PR #1482, opened 2018-02-19
Change lambda backend to support docker-py dependency changes

lleontop:
There are breaking changes in docker-py 3.0.0 as depicted [here](https://github.com/docker/docker-py/releases). We were using 2.7.0 and on Feb 1st Travis started picking up the 3.x.x version so the builds are failing. We can either limit the version of docker dependency in setup.py to <3.0.0 or support the breaking changes and upgrade docker dependency. I think the latter would be preferable since the changes are relatively small and lambda tests are green.

### DIFF
--- a/moto/awslambda/models.py
+++ b/moto/awslambda/models.py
──────────────────────────────
● Task requirements: Whatever is in the entries above, write it out exactly.

● Exercise response:
PR #1482, opened 2018-02-19
Change lambda backend to support docker-py dependency changes

lleontop:
There are breaking changes in docker-py 3.0.0 as depicted [here](https://github.com/docker/docker-py/releases). We were using 2.7.0 and on Feb 1st Travis started picking up the 3.x.x version so the builds are failing. We can either limit the version of docker dependency in setup.py to <3.0.0 or support the breaking changes and upgrade docker dependency. I think the latter would be preferable since the changes are relatively small and lambda tests are green.

### DIFF
--- a/moto/awslambda/models.py
+++ b/moto/awslambda/models.py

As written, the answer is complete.